**WORK TO BE COMPLETED**
Take the lines below between the one holding "Money objects to" and the one holding "We do get a", inclusive, and copy them exactly. Add nothing.

[Stored items]
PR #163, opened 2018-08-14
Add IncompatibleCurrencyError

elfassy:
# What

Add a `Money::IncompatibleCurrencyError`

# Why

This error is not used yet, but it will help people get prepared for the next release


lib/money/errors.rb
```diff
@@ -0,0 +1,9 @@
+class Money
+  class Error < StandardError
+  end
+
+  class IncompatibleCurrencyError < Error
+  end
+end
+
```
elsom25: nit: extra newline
--
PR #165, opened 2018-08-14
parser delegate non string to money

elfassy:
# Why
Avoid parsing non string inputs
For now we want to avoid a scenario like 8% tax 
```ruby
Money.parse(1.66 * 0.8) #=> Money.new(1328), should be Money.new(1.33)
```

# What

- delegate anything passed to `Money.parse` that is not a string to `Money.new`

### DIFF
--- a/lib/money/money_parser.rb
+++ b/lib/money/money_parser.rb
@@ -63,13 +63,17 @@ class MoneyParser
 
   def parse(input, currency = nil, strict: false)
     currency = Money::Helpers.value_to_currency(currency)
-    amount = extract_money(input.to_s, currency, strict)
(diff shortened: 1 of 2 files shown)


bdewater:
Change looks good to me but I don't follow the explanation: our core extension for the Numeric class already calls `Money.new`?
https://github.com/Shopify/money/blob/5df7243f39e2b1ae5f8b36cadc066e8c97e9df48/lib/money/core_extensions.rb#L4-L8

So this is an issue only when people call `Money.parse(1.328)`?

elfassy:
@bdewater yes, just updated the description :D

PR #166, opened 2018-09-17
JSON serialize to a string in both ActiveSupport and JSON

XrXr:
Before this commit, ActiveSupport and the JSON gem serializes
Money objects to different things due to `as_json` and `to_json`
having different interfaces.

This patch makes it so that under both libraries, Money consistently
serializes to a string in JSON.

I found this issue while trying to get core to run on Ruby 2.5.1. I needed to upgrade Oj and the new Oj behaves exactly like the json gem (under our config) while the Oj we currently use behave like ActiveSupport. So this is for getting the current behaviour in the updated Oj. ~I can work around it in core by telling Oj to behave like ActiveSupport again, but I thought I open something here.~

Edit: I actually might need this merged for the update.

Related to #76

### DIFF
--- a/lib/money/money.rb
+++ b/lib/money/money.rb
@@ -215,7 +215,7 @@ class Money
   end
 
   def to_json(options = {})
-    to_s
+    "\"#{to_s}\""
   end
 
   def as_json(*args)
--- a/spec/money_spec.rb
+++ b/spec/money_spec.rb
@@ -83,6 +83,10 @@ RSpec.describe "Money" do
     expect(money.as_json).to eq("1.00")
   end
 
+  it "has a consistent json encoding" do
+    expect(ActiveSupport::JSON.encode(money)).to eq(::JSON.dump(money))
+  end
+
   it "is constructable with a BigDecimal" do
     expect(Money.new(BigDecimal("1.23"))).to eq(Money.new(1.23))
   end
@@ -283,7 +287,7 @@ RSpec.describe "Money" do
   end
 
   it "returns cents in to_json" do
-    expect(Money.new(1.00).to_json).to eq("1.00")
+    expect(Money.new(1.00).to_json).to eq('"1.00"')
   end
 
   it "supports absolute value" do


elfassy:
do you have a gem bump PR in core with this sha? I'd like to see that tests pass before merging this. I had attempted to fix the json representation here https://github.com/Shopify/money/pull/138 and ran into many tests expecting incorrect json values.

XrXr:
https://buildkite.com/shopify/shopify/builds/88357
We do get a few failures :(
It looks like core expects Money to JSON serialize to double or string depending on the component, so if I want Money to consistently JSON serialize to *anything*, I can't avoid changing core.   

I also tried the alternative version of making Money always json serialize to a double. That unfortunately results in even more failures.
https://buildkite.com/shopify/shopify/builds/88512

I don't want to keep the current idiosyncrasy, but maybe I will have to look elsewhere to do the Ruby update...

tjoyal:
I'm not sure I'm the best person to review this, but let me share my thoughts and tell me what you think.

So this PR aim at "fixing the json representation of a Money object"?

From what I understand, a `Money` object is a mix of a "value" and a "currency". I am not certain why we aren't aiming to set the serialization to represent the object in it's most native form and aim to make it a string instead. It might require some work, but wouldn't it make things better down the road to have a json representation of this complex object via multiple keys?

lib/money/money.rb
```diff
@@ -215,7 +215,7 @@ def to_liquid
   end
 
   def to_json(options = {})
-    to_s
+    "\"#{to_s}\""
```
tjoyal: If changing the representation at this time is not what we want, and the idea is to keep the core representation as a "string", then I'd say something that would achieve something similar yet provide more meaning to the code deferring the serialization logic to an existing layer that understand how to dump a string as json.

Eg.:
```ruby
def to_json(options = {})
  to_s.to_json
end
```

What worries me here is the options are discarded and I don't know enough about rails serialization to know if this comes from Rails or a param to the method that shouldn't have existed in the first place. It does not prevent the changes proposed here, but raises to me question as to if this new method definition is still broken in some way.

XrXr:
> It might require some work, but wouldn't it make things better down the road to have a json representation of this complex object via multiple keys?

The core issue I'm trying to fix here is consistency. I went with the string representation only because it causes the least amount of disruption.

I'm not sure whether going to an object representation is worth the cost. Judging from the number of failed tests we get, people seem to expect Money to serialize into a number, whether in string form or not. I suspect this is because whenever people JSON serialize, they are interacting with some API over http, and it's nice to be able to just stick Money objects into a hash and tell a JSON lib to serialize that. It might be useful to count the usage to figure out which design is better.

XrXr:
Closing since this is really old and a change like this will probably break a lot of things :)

**REPLY**
Money objects to different things due to `as_json` and `to_json`
having different interfaces.

This patch makes it so that under both libraries, Money consistently
serializes to a string in JSON.

I found this issue while trying to get core to run on Ruby 2.5.1. I needed to upgrade Oj and the new Oj behaves exactly like the json gem (under our config) while the Oj we currently use behave like ActiveSupport. So this is for getting the current behaviour in the updated Oj. ~I can work around it in core by telling Oj to behave like ActiveSupport again, but I thought I open something here.~

Edit: I actually might need this merged for the update.

Related to #76

### DIFF
--- a/lib/money/money.rb
+++ b/lib/money/money.rb
@@ -215,7 +215,7 @@ class Money
   end
 
   def to_json(options = {})
-    to_s
+    "\"#{to_s}\""
   end
 
   def as_json(*args)
--- a/spec/money_spec.rb
+++ b/spec/money_spec.rb
@@ -83,6 +83,10 @@ RSpec.describe "Money" do
     expect(money.as_json).to eq("1.00")
   end
 
+  it "has a consistent json encoding" do
+    expect(ActiveSupport::JSON.encode(money)).to eq(::JSON.dump(money))
+  end
+
   it "is constructable with a BigDecimal" do
     expect(Money.new(BigDecimal("1.23"))).to eq(Money.new(1.23))
   end
@@ -283,7 +287,7 @@ RSpec.describe "Money" do
   end
 
   it "returns cents in to_json" do
-    expect(Money.new(1.00).to_json).to eq("1.00")
+    expect(Money.new(1.00).to_json).to eq('"1.00"')
   end
 
   it "supports absolute value" do


elfassy:
do you have a gem bump PR in core with this sha? I'd like to see that tests pass before merging this. I had attempted to fix the json representation here https://github.com/Shopify/money/pull/138 and ran into many tests expecting incorrect json values.

XrXr:
https://buildkite.com/shopify/shopify/builds/88357
We do get a few failures :(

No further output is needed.